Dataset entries
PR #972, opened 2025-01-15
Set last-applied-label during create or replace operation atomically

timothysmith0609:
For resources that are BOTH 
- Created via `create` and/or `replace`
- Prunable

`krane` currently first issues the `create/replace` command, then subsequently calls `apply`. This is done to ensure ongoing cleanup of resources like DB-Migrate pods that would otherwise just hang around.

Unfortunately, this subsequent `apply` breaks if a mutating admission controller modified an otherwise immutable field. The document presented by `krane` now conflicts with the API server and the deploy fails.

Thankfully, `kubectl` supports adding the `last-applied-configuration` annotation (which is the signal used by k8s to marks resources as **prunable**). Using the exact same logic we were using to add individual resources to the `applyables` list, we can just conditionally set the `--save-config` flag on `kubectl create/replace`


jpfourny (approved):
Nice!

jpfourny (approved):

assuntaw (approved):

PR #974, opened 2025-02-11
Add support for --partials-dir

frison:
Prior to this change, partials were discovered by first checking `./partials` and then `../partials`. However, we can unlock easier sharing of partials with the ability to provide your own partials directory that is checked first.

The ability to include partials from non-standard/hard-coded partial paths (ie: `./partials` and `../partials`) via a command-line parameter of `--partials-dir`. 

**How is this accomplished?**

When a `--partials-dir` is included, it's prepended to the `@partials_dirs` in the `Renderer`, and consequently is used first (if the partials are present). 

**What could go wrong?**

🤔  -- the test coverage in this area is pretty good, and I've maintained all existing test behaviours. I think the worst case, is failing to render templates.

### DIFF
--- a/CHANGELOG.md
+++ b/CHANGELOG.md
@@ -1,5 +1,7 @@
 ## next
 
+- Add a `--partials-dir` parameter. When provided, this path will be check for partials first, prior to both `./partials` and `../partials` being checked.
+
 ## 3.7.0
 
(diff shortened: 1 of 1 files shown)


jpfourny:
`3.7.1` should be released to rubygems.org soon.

--

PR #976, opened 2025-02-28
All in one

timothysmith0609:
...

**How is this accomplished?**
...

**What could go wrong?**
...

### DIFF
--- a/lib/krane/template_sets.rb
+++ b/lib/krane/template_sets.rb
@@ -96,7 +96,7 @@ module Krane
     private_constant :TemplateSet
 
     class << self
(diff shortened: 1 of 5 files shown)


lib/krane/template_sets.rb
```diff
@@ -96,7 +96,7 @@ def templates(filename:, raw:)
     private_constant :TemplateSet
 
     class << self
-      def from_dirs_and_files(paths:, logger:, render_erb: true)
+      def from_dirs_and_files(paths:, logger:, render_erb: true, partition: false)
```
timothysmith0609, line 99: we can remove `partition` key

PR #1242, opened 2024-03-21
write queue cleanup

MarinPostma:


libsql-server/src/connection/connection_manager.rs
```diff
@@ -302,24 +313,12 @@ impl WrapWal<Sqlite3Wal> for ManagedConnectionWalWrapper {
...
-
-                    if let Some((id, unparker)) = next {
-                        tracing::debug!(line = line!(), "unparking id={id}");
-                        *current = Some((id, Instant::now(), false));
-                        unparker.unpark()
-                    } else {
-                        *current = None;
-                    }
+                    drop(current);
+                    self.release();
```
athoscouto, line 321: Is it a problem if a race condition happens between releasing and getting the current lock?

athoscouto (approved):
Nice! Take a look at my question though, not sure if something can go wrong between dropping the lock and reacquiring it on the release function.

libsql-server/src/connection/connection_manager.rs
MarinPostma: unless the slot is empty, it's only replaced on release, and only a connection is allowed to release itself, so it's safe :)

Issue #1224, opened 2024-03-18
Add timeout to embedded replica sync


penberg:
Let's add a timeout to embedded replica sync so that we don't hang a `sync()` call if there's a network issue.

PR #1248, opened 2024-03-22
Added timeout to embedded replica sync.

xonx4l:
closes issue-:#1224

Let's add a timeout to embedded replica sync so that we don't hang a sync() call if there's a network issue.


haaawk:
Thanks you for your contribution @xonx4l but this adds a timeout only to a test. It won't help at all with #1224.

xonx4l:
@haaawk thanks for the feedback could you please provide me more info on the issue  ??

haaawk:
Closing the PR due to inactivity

--

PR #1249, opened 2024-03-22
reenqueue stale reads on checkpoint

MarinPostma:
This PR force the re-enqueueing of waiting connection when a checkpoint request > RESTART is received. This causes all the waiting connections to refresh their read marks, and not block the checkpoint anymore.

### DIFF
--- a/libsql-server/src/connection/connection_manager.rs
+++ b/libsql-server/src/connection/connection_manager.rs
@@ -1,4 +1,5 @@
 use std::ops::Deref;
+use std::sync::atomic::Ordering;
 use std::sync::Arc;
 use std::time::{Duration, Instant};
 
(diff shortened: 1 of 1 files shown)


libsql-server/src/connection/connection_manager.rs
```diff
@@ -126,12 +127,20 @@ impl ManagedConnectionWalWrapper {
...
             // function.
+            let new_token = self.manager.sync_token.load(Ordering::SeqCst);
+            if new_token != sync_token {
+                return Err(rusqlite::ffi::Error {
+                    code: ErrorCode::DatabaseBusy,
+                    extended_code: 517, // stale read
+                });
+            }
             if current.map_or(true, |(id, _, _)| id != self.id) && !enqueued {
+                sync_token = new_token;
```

**Your assignment**
Take exactly the lines from the one containing "Thanks you for" through the one containing "Closing the PR due to inactivity" in the data above, and output them with nothing added.

**Result for this task**
Thanks you for your contribution @xonx4l but this adds a timeout only to a test. It won't help at all with #1224.

xonx4l:
@haaawk thanks for the feedback could you please provide me more info on the issue  ??

haaawk:
Closing the PR due to inactivity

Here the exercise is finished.